Stored items
──────

PR #887, opened 2021-09-28
Filters and DateFilter fixes

jondauz:
- https://teamsnap.atlassian.net/browse/SO-4925 - Date filter fixes
- https://teamsnap.atlassian.net/browse/SO-5210 - One filter should be open at a time
- https://teamsnap.atlassian.net/browse/SO-5214 - "Clear" should clear out text box in combo box as well.

### DIFF
--- a/src/js/components/ComboBox/Combobox.tsx
+++ b/src/js/components/ComboBox/Combobox.tsx
@@ -26,6 +26,7 @@ import { Button } from '../Button';
 import { Checkbox } from '../Checkbox';
 import { Field } from '../Field';
 import { Icon } from '../Icon';
+import { isEqual } from 'lodash';
 
 const propTypes = {
   name: PropTypes.string.isRequired,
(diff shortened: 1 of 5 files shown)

──────

PROBLEM DESCRIPTION —
Search the data above and return each line in which "components" occurs.

REPLY —
--- a/src/js/components/ComboBox/Combobox.tsx
+++ b/src/js/components/ComboBox/Combobox.tsx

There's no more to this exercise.